PR #2709, opened 2018-03-23
Using local variable to avoid null ref

### LINKED ISSUE #2708: NullRef when using short timeouts for http binding
This NullRef doesn't happen on the timer thread (so if the user code handles the exception it won't crash the process) but it is so frequent that it blocks entire stress testing of other fixes for time out issues.

KKhurin:
This would fix #2708 and unblock further testing of short timeouts

### DIFF
--- a/src/System.Private.ServiceModel/src/System/ServiceModel/Channels/HttpChannelFactory.cs
+++ b/src/System.Private.ServiceModel/src/System/ServiceModel/Channels/HttpChannelFactory.cs
@@ -1012,11 +1012,11 @@ namespace System.ServiceModel.Channels
                     _timeoutHelper = timeoutHelper;
                     _factory.ApplyManualAddressing(ref _to, ref _via, message);
                     _httpClient = await _channel.GetHttpClientAsync(_to, _via, _timeoutHelper);
-                    _httpRequestMessage = _channel.GetHttpRequestMessage(_via);
 
                     // The _httpRequestMessage field will be set to null by Cleanup() due to faulting
                     // or aborting, so use a local copy for exception handling within this method.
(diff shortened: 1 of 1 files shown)


src/System.Private.ServiceModel/src/System/ServiceModel/Channels/HttpChannelFactory.cs
```diff
@@ -999,7 +999,7 @@ public HttpClientChannelAsyncRequest(HttpClientRequestChannel channel)
 
                         if (!suppressEntityBody)
                         {
-                            _httpRequestMessage.Content = MessageContent.Create(_factory, request, _timeoutHelper);
+                            httpRequestMessage.Content = MessageContent.Create(_factory, request, _timeoutHelper);
```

::::::

== Prompt ==
The required output is an exact retyping of the lines from the one that contains "ref _via, message);" through the last line of the material above.

== Task solution ==
                     _factory.ApplyManualAddressing(ref _to, ref _via, message);
                     _httpClient = await _channel.GetHttpClientAsync(_to, _via, _timeoutHelper);
-                    _httpRequestMessage = _channel.GetHttpRequestMessage(_via);
 
                     // The _httpRequestMessage field will be set to null by Cleanup() due to faulting
                     // or aborting, so use a local copy for exception handling within this method.
(diff shortened: 1 of 1 files shown)


src/System.Private.ServiceModel/src/System/ServiceModel/Channels/HttpChannelFactory.cs
```diff
@@ -999,7 +999,7 @@ public HttpClientChannelAsyncRequest(HttpClientRequestChannel channel)
 
                         if (!suppressEntityBody)
                         {
-                            _httpRequestMessage.Content = MessageContent.Create(_factory, request, _timeoutHelper);
+                            httpRequestMessage.Content = MessageContent.Create(_factory, request, _timeoutHelper);
```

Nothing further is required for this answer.